The case studies demonstrated the significant influence of the delay analyst's reputation and impartiality on the acceptance of the chosen DAM. This factor, notably absent from prior literature, emerged as crucial in determining client approval. Even when analysts considered most relevant factors, their personal preferences shaped their choices. These preferences stemmed from individual experience, knowledge, and understanding, suggesting a subjective element influencing DAM selection. The research highlights that when the analyst is an impartial third party, factors such as time and budget constraints become secondary, while in-house analysts often prioritize those constraints along with organizational culture and individual motivation. This further reinforces the need to account for the analyst's profile, especially concerning the client’s perspective on handling delays, underscoring that the analyst's credibility is as important as the methodological choice.

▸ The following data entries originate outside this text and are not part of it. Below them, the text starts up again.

PR #26, opened 2018-01-15
JW-1290 Copy deploy keys to builders and use them to clone Docker Driver

krdln:
I haven't changed the cloning of windowsstubs yet (the key and ssh config is ready though)


krdln:
retest this please

ansible/roles/builder/defaults/main.yml
```diff
@@ -1,2 +1,3 @@
 dependencies_dir: 'C:\BUILD_DEPENDENCIES'
 dependencies_source: '\\{{ hostvars[groups["drive"][0]]["inventory_hostname"]}}\SharedFiles'
+git_home_dir: 'C:\Windows\system32\config\systemprofile'
```
kaweue: We think we could use different more generic name than git_home_dir (like system_profile_dir).

Is it possible to get this path from some Windows env variable ?

kaweue (changes requested):
PM + KR

katrybacka (changes requested):
KR

ansible/roles/builder/defaults/main.yml
krdln: This is a funny story: The homedir is usually determined from `$HOMEDRIVE` and `$HOMEPATH` env variables (so eg. `C:\Users\Administartor`), but these variables are *not* set when Jenkins stage is running on builder.

I determined this path empirically, by checking where git looks for `.git` and `.ssh` directory. I've named this variable as `git_home_dir`, because I'm not sure whether other applications use this directory too, or is it a git specific fallback.

kaweue: We accept to use path directly as it is. However C:\Windows\system32\config\systemprofile is also used by other applications, we have checked that on my windows. We suggest to change it to more generic one.

krdln: I'm not sure about naming `system_profile_dir`, because it describes contents of the variable rather that intent. For example, if for some reason Jenkins started to set `$HOMEPATH` to eg. `C:\Users\Jenkins`, git would look for its config there and the name `system_profile_dir` would not fit, because it would be a user profile dir rather than system one. Perhaps `user_profile_dir` then?

I'll commit renaming to `system_profile_dir` in case we don't find a good name :)

kaweue (approved):

katrybacka (approved):

PR #29, opened 2018-01-16
JW-1384 - Adding support for production and development pipelines

kaweue:


ansible/roles/zuul/files/zuul/layout.yaml
```diff
@@ -15,35 +14,54 @@ pipelines:
...
         - event: comment-added
           comment: (?i)recheck windows$
+  - name: development
+    description: Pipeline used for Windows CI development. It should always work in silent mode.
+    manager: IndependentPipelineManager
+    precedence: low
+    trigger:
+      gerrit:
+        - event: comment-added
+          comment: (?i)recheck windows-exp$
```
kaweue: I think we should use: "recheck windows-dev"

krdln: Perhaps `(?:-| )` so one doesn't have to remember whether it was `-` or space.
I'd also add a `\s*` before `$` in each comment, for the trailing whitespace to be ignored.

ansible/roles/zuul/files/zuul/layout.yaml
```diff
@@ -15,35 +14,54 @@ pipelines:
...
+    development:
+      - '{jobprefix}-development'
 
 projects:
   - name: Juniper/contrail-controller
-    check:
-      - ci-contrail-windows
+    template:
+      - name: ci-contrail-windows-template
+        jobprefix: ci-contrail-windows
```
krdln: If `jobprefix` is always the same, I don't see a point in passing it as a parameter to template.

krdln (changes requested):

ansible/roles/zuul/files/zuul/layout.yaml
```diff
@@ -15,35 +14,54 @@ pipelines:
...
         - event: comment-added
           comment: (?i)recheck windows$
+  - name: development
+    description: Pipeline used for Windows CI development. It should always work in silent mode.
+    manager: IndependentPipelineManager
+    precedence: low
+    trigger:
+      gerrit:
+        - event: comment-added
+          comment: (?i)recheck windows(?:-| )exp\s*$
```
kaweue: should be "recheck windows-dev" - not fixed yet

krdln: Since you haven't changed that yet, maybe `dev|devel|development`?

ansible/roles/zuul/files/zuul/layout.yaml
jacek-izykowski: This is actually template (pattern) itself that is changing (production/development). Do we need a template to achieve this effect (maybe we do - I'm just asking)?

jacek-izykowski (changes requested):

krdln (approved):

jacek-izykowski (approved):

PR #34, opened 2018-01-17
JW-1382 Fix failed stages appearing as successful and rename DeferExcept

krdln:
The wrapper used by Jenkins to run powershell scripts look at `$LastExitCode`, so if last command had set it to 0, and then powershell command would fail, then stage would be marked as successful. To fix that, we set `$LastExitCode` to `$null`.

This PR also renames `DeferExcept` to `Invoke-NativeCommand` to better describe purpose of this function.

**Note**: Every native command should be run using this function, or it will confuse Jenkins.

**Note**: Only places allowed to use `$LastExitCode` now are:
* `Invoke-NativeCommand` itself
* Inside of the `ScriptBlock` passed to `Invoke-NativeCommand`
* On remote machines (inside of `Invoke-Command -Session $Session`)


krdln:
[tested in juniper CI](http://10.84.12.26:8080/job/WinContrail/job/winci-mkr-test/39/console)

krdln:
The build-all job [failed](http://ci.wincontrail.codilime.com:8080/job/Wincontrail/job/build-all/1596/console), but it seems that all the changes from this PR are working correctly.

sodar (approved):

jacek-izykowski (approved):

PR #35, opened 2018-01-17
Global agent should be set to none and used explicitly in Post stage.

kaweue:


kaweue:
http://10.84.12.26:8080/job/WinContrail/job/WinCI-pm-test/6/console - It is working

krdln (approved):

The study identified key factors influencing DAM selection. Primary factors included the availability of project records, baseline schedule quality, the project's current status, and the time needed to perform the analysis. Secondary factors such as project complexity and the complexity of the delay events primarily affected the level of analysis detail rather than the method itself. The research underscores the importance of considering concurrent delays, acceleration, and mitigation efforts at an early stage of the selection process, alongside the opponent party's attitude. Time and budget constraints influenced both the DAM selection and the level of analysis detail, becoming less critical when impartial third-party analysts were involved. While the literature highlights several factors, this research brings to the forefront the crucial but often overlooked role of the delay analyst's reputation and impartiality in determining the successful selection and acceptance of a chosen Delay Analysis Method.

The research acknowledges limitations due to its reliance on a limited number of case studies conducted between 2007 and 2012, a period marked by financial pressures in the UAE construction industry. The findings might not be fully generalizable to other contexts or time periods. Therefore, the research suggests expanding the scope to include a wider range of projects, potentially exploring underutilized DAMs and investigating the application of SCL's (2017) APvAB windows analysis method. An ethnographic study is proposed to gain a deeper understanding of the real-time knowledge and practices regarding DAM selection and use. The researchers also indicate that even though different DAMs may produce different results, it is the analyst's responsibility to clearly and persuasively justify and defend their chosen method and the ensuing analysis. The ultimate goal is to secure agreement from all parties involved in the dispute regarding the reasonableness of the delay impact evaluation.